Verbatim output required. Print the data in full.

• • • • • • •

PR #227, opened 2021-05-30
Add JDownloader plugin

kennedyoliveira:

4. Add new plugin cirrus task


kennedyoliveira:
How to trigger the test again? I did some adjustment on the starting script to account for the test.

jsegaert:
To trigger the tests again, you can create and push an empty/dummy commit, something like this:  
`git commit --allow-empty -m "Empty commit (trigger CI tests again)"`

• • • • • • •

# [SOLUTION FOR THIS EXERCISE]
PR #227, opened 2021-05-30
Add JDownloader plugin

kennedyoliveira:

4. Add new plugin cirrus task


kennedyoliveira:
How to trigger the test again? I did some adjustment on the starting script to account for the test.

jsegaert:
To trigger the tests again, you can create and push an empty/dummy commit, something like this:  
`git commit --allow-empty -m "Empty commit (trigger CI tests again)"`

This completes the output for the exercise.